Academic journal article IUP Journal of Corporate Governance

The Effect of Board Size on Underpricing of IPOs: Indian Evidence

Academic journal article IUP Journal of Corporate Governance

The Effect of Board Size on Underpricing of IPOs: Indian Evidence

Article excerpt


Corporate governance as a mechanism shares its evolution with the corporate form of organization. It, however, has garnered eminence and limelight in recent times of heightened competition in the globalized era. The issues of corporate governance have been widely accepted and professed as a means of attaining competitive advantage and sustaining in dynamic environments highlighted by international trade, quality commitments, awakened stakeholders and vigilant regulators. The jolting corporate scandals world over and resulting financial tsunamis have also brought corporate governance to the forefront. The gaffes so spotlit had regulators on their toes, resulting in strict codes of governance in different countries. These regulations were put in force to strengthen the corporate performance and overall economies, thus securing the money of investors and trust of all stakeholders.

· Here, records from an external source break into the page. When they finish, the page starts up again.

PR #3995, opened 2023-01-11
Remove `gm_model` from `download.py` module and install scripts

joshuacwnewton:
## Description

This download was only ever used in the context of `sct_segment_graymatter`, which was removed in https://github.com/spinalcordtoolbox/spinalcordtoolbox/issues/1622 / https://github.com/spinalcordtoolbox/spinalcordtoolbox/pull/2549.

The presence of this download is causing errors in our CI (due to OSF issues and a lack of GitHub mirror). So, I wanted to expedite the removal of the model, hence this PR.

## Linked issues

Fixes #3333.
Fixes #3994.

Issue #3994, opened 2023-01-11
OSF mirror download issues for `gm_model` in test suite (400/403 Client Error)


joshuacwnewton:
I've noticed a few installation failures in our CI, all pertaining to `sct_download_data`. Errors persist even after restarting the jobs.

All errors occur for the following `sct_download_data` entry:

https://github.com/spinalcordtoolbox/spinalcordtoolbox/blob/a15070f635264ad05aae41db83ce31160600e930/spinalcordtoolbox/download.py#L54-L59

Some sample errors:

```python
Exception: ('Download error', [HTTPError('400 Client Error: Bad Request for url: https://files.osf.io/v1/resources/6zbyf/providers/osfstorage/583c9a8c594d9000451f6fd6?action=download&direct&version=2')])
```

```python
Exception: ('Download error', [HTTPError('403 Client Error: Forbidden for url: https://files.osf.io/v1/resources/6zbyf/providers/osfstorage/583c9a8c594d9000451f6fd6?action=download&direct&version=2')])
```

```python
  File "/__w/spinalcordtoolbox/spinalcordtoolbox/python/envs/venv_sct/lib/python3.8/zipfile.py", line 1336, in _RealGetContents
    raise BadZipFile("File is not a zip file")
```

One the one hand, my hunch is that these are fluky service outages on OSF's end. 

On the other hand, this may be a good nudge to ensure we have a GitHub backup mirror for `gm_model`, since right now, it's our only OSF-only upload.

joshuacwnewton:
Wait a minute. Where is the `gm_model` actually used in SCT?

The contents are as follows:

```console
(master) joshua@tadpole:~/repos/spinalcordtoolbox/data$ ls gm_model/
fitted_data.pklz  fitted_model.pklz  info.txt  intensities.pklz  slices.pklz
```

But, note that these `.pklz` file are distinct from [`deepseg_gm_models`](https://github.com/spinalcordtoolbox/deepseg_gm_models), which contains `.hdf5` model files instead.

A quick project-wide search for `gm_model` only returns usages for `deepseg_gm_models`...

Were these model files only used in the old, now-removed `segment_graymatter` function?

joshuacwnewton:
Oh.

* https://github.com/spinalcordtoolbox/spinalcordtoolbox/issues/3333

Closing this issue to instead work on the issue above.

joshuacwnewton:
[...]

PR #3996, opened 2023-01-11
Simplify weight-loading model code for `algo='dl'`

### LINKED ISSUE #3964: Investigate weight-loading model code for `algo='dl'` method
The algo='dl' feature was introduced in SCT v5.7 (https://github.com/spinalcordtoolbox/spinalcordtoolbox/pull/3807), and was tweaked in PR https://github.com/spinalcordtoolbox/spinalcordtoolbox/pull/3953.

During the review process for the second PR, a few suspect lines of code were identified:

https://github.com/spinalcordtoolbox/spinalcordtoolbox/blob/8dad90a8c6515f7e6a2bfae046dcbc2f773bb926/spinalcordtoolbox/registration/algorithms.py#L525-L543

> This seems like a convoluted way to do a fairly simple thing, but I can't say that I understand PyTorch and VoxelMorph enough to suggest a much cleaner way. Certainly out of scope for this PR, which is moving this bit of code rather than changing it.
> > _Originally posted by @mguaypaq in https://github.com/spinalcordtoolbox/spinalcordtoolbox/pull/3953#discussion_r1029891356_

This issue is for following up on that discussion: 

- [x] Try to better understand PyTorch conventions
- [x] Update the code if need be

joshuacwnewton:
## Description

In https://github.com/spinalcordtoolbox/spinalcordtoolbox/pull/3953#discussion_r1029891356, @mguaypaq identified a snippet of code that looked convoluted and unclear, especially given the lack of inline documentation.

After some investigation in https://github.com/spinalcordtoolbox/spinalcordtoolbox/issues/3964#issuecomment-1376296542, we determined the purpose of the code (to load trained weights *except* the unnamed `.grid` parameters), as well as a simpler way to achieve the same behavior.

This PR makes the switch, as per https://github.com/spinalcordtoolbox/spinalcordtoolbox/issues/3964#issuecomment-1376299648.

## Linked issues

Fixes #3964.


joshuacwnewton:
The CI failures in this PR are due to #3994, which will be fixed as part of #3995.

mguaypaq (approved):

Corporate governance, amidst these developments, has emerged as a prolific research area. A growing body of research is being conducted to examine the structures, effectiveness and performance linkages of these corporate governance mechanisms. Empirical investigation into the association of corporate governance to firm performance using different measures has been a dominating area for research in the field of finance. Studies with focus on ownership patterns and structures, board structures, directors' abilities, experience and diversity, disclosure practices have been endeavored in different countries with different samples, the focus largely being on Western and developed countries. The results in different regions and settings have failed to establish any consistency leaving room for further investigations. One of the recent research areas in corporate governance is Initial Public Offering (IPO). IPO underpricing, which remains an unresolved riddle, has found many empirical examinations and explanations.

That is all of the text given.